In the listing below, find each line with the string "boneyard" and report it.

[TASK MATERIAL Boundary: Start]

PR #7825, opened 2016-12-13
unfs3: fix removal to boneyard

codekitchen:
This formula was migrated to boneyard because of a report of it not working at all
on OS X, but it does work. See the discussion in
https://github.com/Homebrew/homebrew-core/pull/7667

This reverts commit 0b48a2e0efa738545e2cf278da6ea7e6d4b718de.

### DIFF
--- a/Formula/unfs3.rb
+++ b/Formula/unfs3.rb
@@ -1,0 +1,30 @@
+class Unfs3 < Formula
+  desc "User-space NFSv3 server"
+  homepage "http://unfs3.sourceforge.net"
+  url "https://downloads.sourceforge.net/project/unfs3/unfs3/0.9.22/unfs3-0.9.22.tar.gz"
+  sha256 "482222cae541172c155cd5dc9c2199763a6454b0c5c0619102d8143bb19fdf1c"
+
+  bottle do
+    cellar :any_skip_relocation
+    sha256 "39efb568edcd8eb1898deb664c1f016baed60b60cb9d6031743da32b6f615cd3" => :sierra
+    sha256 "b1387de21ce9672d5caea47ff223fdbca37e0ed08137a252ae14c7c80dea36e1" => :el_capitan
+    sha256 "8daaa9ce7c48d3a0efbf72dac2e7cdb429aa7aa8475b64837eaa4f5159b2a4d8" => :yosemite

[TASK MATERIAL Boundary: End]

### ANSWER AREA
unfs3: fix removal to boneyard
This formula was migrated to boneyard because of a report of it not working at all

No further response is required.